Tak berhenti sampai di sana, aktivitas keilmuan di masjid bahkan melahirkan pendidikan tinggi atau universitas. Dan hingga hari ini, kita pun masih bisa melihat aktivitas perguruan-perguruan tinggi tersebut. Seperti Universitas Al Qayrawwan dan Al Zaituna di Tunisia, Al Azhar di Mesir, Al Qarawiyyin di kota Fez Maroko, dan Sankore di Timbuktu.
Fasilitas belajar, tunjangan hidup, hingga ulama-ulama besar yang turut mengajar menjadi daya tarik bagi para pencari ilmu dari berbagai belahan dunia kekuasaan Islam. Ribuan pelajar datang berbondong-bondong hanya untuk menimba ilmu dari para ulama.
Seperti yang terjadi pada abad ke-12 M misalnya, aktivitas keilmuwan yang digelar di Masjid Sankore Timbuktu, Mali Afrika Barat mampu mendatangkan 25 ribu siswa dari berbagai negara.

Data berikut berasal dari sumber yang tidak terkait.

PR #23, opened 2017-03-21
edgeThresh initial submission 

FarzanT:


R/edgeThresh.R
```diff
@@ -0,0 +1,284 @@
...
+#' choosing 2 edges and swapping their target endpoints (i.e. B in the
+#' edge A → B). Finds the value δ (edge weight) for each random graph such that
+#' the maximum size of any component in the graph is Lmax, and returns the
+#' median of N δ values.
+#'
+#' @section Swapping Edges:
+#'     Bidirectional edges must only be swapped with each other, therefore the
+#'     swapping operation will first be applied to bidirectional edges,
+#'     Q * |E_b| times, where E_b is a bidirectional edge. Since all 4 incident
+#'     nodes in 2 bidirectional edges are receiving endpoints, one node will be
```
hyginn: As written, this is not a correct description of an edge swapping operation.

R/edgeThresh.R
```diff
@@ -0,0 +1,284 @@
...
+#'     randomly selected from each edge, and a new edge is formed between the
+#'     selected as well as the remaining vertices.
+#'     Then Q * |E_u| unidirectional edge swaps take place.
+#'     At each unidirectional edge swap, only the receiving endpoints are
```
hyginn: Correct: you are preserving indegree and outdegree.

R/edgeThresh.R
```diff
@@ -0,0 +1,284 @@
...
+#'     swapped e.g. (A → B, C → D) to (A → D, C → B).
+#'     In both cases, a swap should NOT result in:
+#'     Multiple edges: Possibly result of a bidirectional edge swap.
```
hyginn: *multiple

R/edgeThresh.R
```diff
@@ -0,0 +1,284 @@
...
+#'     Bidirectional edges must only be swapped with each other, therefore the
+#'     swapping operation will first be applied to bidirectional edges,
+#'     Q * |E_b| times, where E_b is a bidirectional edge. Since all 4 incident
+#'     nodes in 2 bidirectional edges are receiving endpoints, one node will be
+#'     randomly selected from each edge, and a new edge is formed between the
+#'     selected as well as the remaining vertices.
+#'     Then Q * |E_u| unidirectional edge swaps take place.
+#'     At each unidirectional edge swap, only the receiving endpoints are
+#'     swapped e.g. (A → B, C → D) to (A → D, C → B).
+#'     In both cases, a swap should NOT result in:
```
hyginn: Under what conditions **could** a swap result in multiple edges? You need to define the condition so you can test for it.

R/edgeThresh.R
```diff
@@ -0,0 +1,284 @@
...
+#'     Multiple edges: Possibly result of a bidirectional edge swap.
+#'     Self-edges: e.g. (A ↔ B, C ↔ A) to (A ↔ A, B ↔ C)
+#'     Disconnected components: Considering (A → B, C → D), if A and B are
```
hyginn: Assuming you start with a connected component, what are the conditions that could result in a disconnected component? Can you test for that efficiently? Also note that the components need to be *strongly* connected. Tarjan's algorithm is linear *O*(|V| + |E|), I hope that's what igraph uses. Nevertheless: Q* |E| * Tarjan's makes this overall *O*(|E|^2). Needs some thought.

R/edgeThresh.R
```diff
@@ -0,0 +1,284 @@
...
+#'     in the same component, they should still be in the same component when
+#'     (A → D, C → B) This guarantees that the graph is still connected if
+#'     the starting graph was also connected.
+#'     ### What about (A → B, A → D) to (A → D, A → B)? Will this be
```
hyginn: This swap does not conserve the node degree of B and D.

If you simply ```sample()``` without replacement from appropriate node lists, that problem won't occur.

R/edgeThresh.R
```diff
@@ -0,0 +1,284 @@
...
+#'     cosidered a swap? (counted towards Q * |E|) ###
+#'
+#' @section Maintaining Connected Components:
```
hyginn: Since the target outcome is to measure order of the largest connected component, I would use only the largest connected component of the input for the computation in case the input has more than one component. Otherwise, a small component would trigger the threshold even without edge removal.

R/edgeThresh.R
```diff
@@ -0,0 +1,284 @@
...
+#'     In order to ensure nodes maintain their components during permutation,
+#'     the components of the graph is measured initially, and the component
+#'     each node belongs to is stored in a separate data structure (hash table?).
+#'     After each swap, the new component of the sending endpoint (A in A → B)
+#'     is the same as the component the receiving endpoint belongs to. Thus
+#'     the component maintenance is acieved in 2 steps (one query and one
+#'     comparison) for each receiving node, and thus 4 * Q * |E| steps are
+#'     required.
+#'
+#'     ## Why not use a binary search style approach to find the minimum delta?
```
hyginn: Indeed, why not? That sounds like an improvement **IF** you can identify a reasonable range. Note that we haven't said anything about increments anyway ...

R/edgeThresh.R
```diff
@@ -0,0 +1,284 @@
...
+#'     ## Can calculation of delta be parallelized?
```
hyginn: Yes: one can trivially parallelize over the N networks, and over the *ord* levels of each network. These are independent computations. But adding parallelization **now** is premature..

R/edgeThresh.R
```diff
@@ -0,0 +1,284 @@
...
+#' @section Incrementing δ and Lmax: ## How much should delta be incremented for efficieny as well as accuracy?##
+#'     After creating the permutated graph, the following procedure is run on
+#'     the graph for each Lmax starting from 2 to the Lmax given as an argument.
+#'     On each such run, and a small value for δ is chosen (0.01) , and
+#'     the strongly connected component discovery is done. If the size of the
+#'     biggest component after such run is smaller than Lmax, increment δ by
+#'     (0.01), and redo component disovery. As soon as the largest component has
+#'     size Lmax (for current run), δ is recorded, and Lmax is incremented by 1.
+#'     Once current Lmax is the same as the given Lmax, run the procedure on the
+#'     next graph.
```
hyginn: Your suggestion for a binary search is good - perhaps there are even better methods, essentially this is a root finding problem on a function that does not have continuous derivatives.

R/edgeThresh.R
```diff
@@ -0,0 +1,284 @@
...
+#' @param Q	The number of edge-swapping permutations to produce one of the
+#' permuted networks is Q * |E|.
+#' @param silent Boolean. Default: FALSE. Whether or not to write
+#' progress information to console.
+#' @param writeLog Boolean. Default: TRUE Whether or not to log results.
+#'
+#' @return The Equilibrated Gene Graph EGG with δ values as additional
+#' graph metadata.
+#'
+#' @author Farzan Taj farzantaj@outlook.com
```
hyginn: No separate author identification in collaborative code.

R/edgeThresh.R
```diff
@@ -0,0 +1,284 @@
...
+                   N = 100,
+                   Q = 100,
+                   silent = FALSE,
+                   writeLog = TRUE) {
+    # NOTE: Most comments, only as a confirmation/question
+
+
+    # Check arguments for validity, generate error if necessary and stop
+    # Read EGG
+    # Use the helper function ".permute" to create permutations,
```
hyginn: Why do you want to put N graphs into memory all at the same time if you are working only on one at a time?

R/edgeThresh.R
```diff
@@ -0,0 +1,284 @@
...
+    # which takes a copy of EGG, and N, and returns N random
+    # graphs as a list (?) of objects
+
+
+    # If variables are assigned in the local environmet, the helper functions
```
hyginn: Generally not a good idea. Sometimes necessary, probably not here.

R/edgeThresh.R
```diff
@@ -0,0 +1,284 @@
...
+    # can use them.
+    # Generate the list of edges, vertices and vertex count available in EGG
```
hyginn: ???? Just pass an EGG graph to the helper ... it's going to be only read-from anyway.

R/edgeThresh.R
```diff
@@ -0,0 +1,284 @@
...
+    allEdges <- igraph::get.edgelist(EGG)
+    allVertices <- igraph::V(EGG)
+    numVertices <- igraph::vcount(EGG)
+
+    # Call permute on EGG, store returned list of graphs as an object
+    graphList <- .permute(EGG, N)
```
hyginn: call this ```permuteGraph()```

R/edgeThresh.R
```diff
@@ -0,0 +1,284 @@
...
+    masterDeltaList <- vector("list", length = N)
+
+    # For each graph:
+
+    # Create a vector storing min δ ord for each maxComponentSize
```
hyginn: This vector needs to move outside the loop. Many δs are computed for each graph.

R/edgeThresh.R
```diff
@@ -0,0 +1,284 @@
...
+    # (= is used to only store objects in current loop)
+    graphDeltas = vector("numeric", Lmax - 1)
+    currentDelta = 0.01
+    currentGraph = graphList[i]
+    currentEdges = igraph::E(currentGraph)
+
+    # Set maxComponentSize to 2 initially, and increase to a max of Lmax.
+    maxComponentSize = 2
+
+    # For each Lmax, set δ to 0.01 (?), remove all edges that have weights that
```
hyginn: Needs to work on a copy of the current graph.

hyginn: I think one probably should write a .nextDelta() function here that takes care of defining the best next value. Initially, just work from increments/linear search, but you can then drop in a smarter replacement with binary search or something.

R/edgeThresh.R
```diff
@@ -0,0 +1,284 @@
...
+    # are below such δ.
+    currentGraph <- igraph::delete.edges(currentGraph, which(currentEdges$weight <= currentDelta))
+
+    # Find the largest 'strongly' connected component:
+    largestComponent <- max(igraph::components(currentGraph, mode = "strong")$csize)
+
+    # If largest component has size less than Lmax,
```
hyginn: That does not implement the algorithm. The algorithm has to increase δ to make the largest connected component smaller, and record δ values for which the order of the component falls into the target range.

R/edgeThresh.R
```diff
@@ -0,0 +1,284 @@
...
+            masterDeltaList[[i]] <- graphDeltas
+            break
+        }
+    }
+    # (What if the first δ leads to a size equal to maxComponentSize? Should δ
+    # be decreased instead? By how much should δ be incremented at each step?)
+
+    # Find the minimum δ for each graph at each maxComponentSize
+
+    # After generating N vectors of size (Lmax - 1), find the median δ for each
```
hyginn: See my note at 42

R/edgeThresh.R
```diff
@@ -0,0 +1,284 @@
...
+    # δ ord (maxComponentSize). i.e. Lmax - 1 median values.
+    deltaOrd <- vector("numeric", Lmax - 1)
+    for (i in 1:(Lmax - 1)) {
+        deltaOrd[i] <- median(sapply(masterDeltaList, FUN = "[", i))
+    }
+
+    # Attach the vector as graph metadata to the original EGG and return.
+    # (Is this the correct way?)
+    attributes(EGG) <- deltaOrd
```
hyginn: No.

R/edgeThresh.R
```diff
@@ -0,0 +1,284 @@
...
+
+    # (Can this be parallelized? Since the processes are not interdependent)
```
hyginn: Too early to even think about this.

R/edgeThresh.R
```diff
@@ -0,0 +1,284 @@
...
+
+    # Write to Console:
+    # Update the fraction of N graphs that are done with permutations, (can
+    # also update the rough percentage of Q * |E| swaps that are done, but can
+    # slow down the process). This is done in .permute.
```
hyginn: I don't understand what you mean here. Console output is a general overview of the state of the process, not an exact record of data - unless you are requesting user input. In general, some progress indicator is good if time to completion takes longer than about five seconds.

R/edgeThresh.R
```diff
@@ -0,0 +1,284 @@
...
+
+#' Helper function to create N permutations of the EGG graph.
+#'
+#' @param EGG The given EGG graph from parent function.
+#' @param N The number of permuted graphs that must be generated.
+#' @param Q The number of edge-swapping permutations to produce one of the
+#' permuted networks is Q * |E|.
+#'
+#' @return List of N igraph objects, permutations of the given EGG graph
+.permute <- function(EGG, N, Q) {
```
hyginn: as above: input one graph, return one permuted graph.

R/edgeThresh.R
```diff
@@ -0,0 +1,284 @@
...
+    # Calculate the component each vertex belongs to
```
hyginn: Assume incoming graph is a single component.

R/edgeThresh.R
```diff
@@ -0,0 +1,284 @@
...
+    E <- t(apply(X = allEdges, MARGIN = 1, FUN = sort))
+    bidirectionalEdges <- allEdges[duplicated(E) | duplicated(E, fromLast = TRUE)]
+    numBidirectional <- (length(bidirectionalEdges)) / 2
+    # Since they are all ordered, we can pick only the first half, and group
+    # each pair
+
+    # Better to use a list of tuples to keep track of 'bidirectional' edge pairs
+    # as they are simply a pair of unidirectional edges
+    bidirPairList <- vector("list", length = (numBidirectional / 2))
+    for (i in seq(1, numBidirectional, 2)) {
```
hyginn: You don't need that. Bidirectionality is implied. Separate just one of each pair out into bidirected category, and whenever a swap is required, swap both.

R/edgeThresh.R
```diff
@@ -0,0 +1,284 @@
...
+        bidirPairList[[(i %/% 2) + 1]] <- c(bidirectionalEdges[i], bidirectionalEdges[i + 1])
+    }
+
+    ### For each of the N permutated graphs:
+
+    # Create a new copy of the original EGG graph
+    currentGraph <- EGG
+    ## Swap bidirectional edges first:
```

Begitu pun dengan pendidikan di masjid Cordoba Spanyol. Bahkan dari wakaf masjid tersebut bahkan melahirkan ilmuwan-ilmuwan muslim yang berpengaruh, seperti Ibnu Rushdi dan Ibnu Bajja. Sebuah masjid di Basrah, Irak juga mampu melahirkan seorang ahli tata bahasa Arab terkemuka sepanjang masa bernama Sibawaih. Ia merupakan murid Al Khalil Ibnu Ahmad yang mengajarnya di masjid.
Sekolah yang digelar di Masjid Al Qarawiyyin Fez, Maroko pun mampu melahirkan ulama dan ilmuwan hebat seperti; Ibnu Khaldun, Ibnu Al Khatib, Al Bitruji, Ibnu Harazim, Ibnu Maimoun, serta Ibnu Wazzan (Leo Africanus). Bahkan di Masjid Al Qarawiyyin pula Paus Sylvester II menimba ilmu matematika dan lalu menyebarkannya di gereja-gereja Eropa. Pamor Masjid Al Azhar, Mesir pun mampu menarik perhatian ilmuwan seperti Ibnu Al Haitham, Ibnu Khaldun, dan Al Baghdadi.
Pada perkembangannya, para pelajar juga tak hanya menimba ilmu di masjid saja. Untuk mempraktikan kemampuannya dalam bidang kedokteran misalnya, para siswa juga belajar di rumah sakit. Yang tertarik astronomi juga belajar langsung di observatorium. Dan ini semua berawal dari wakaf masjid, masya Allah!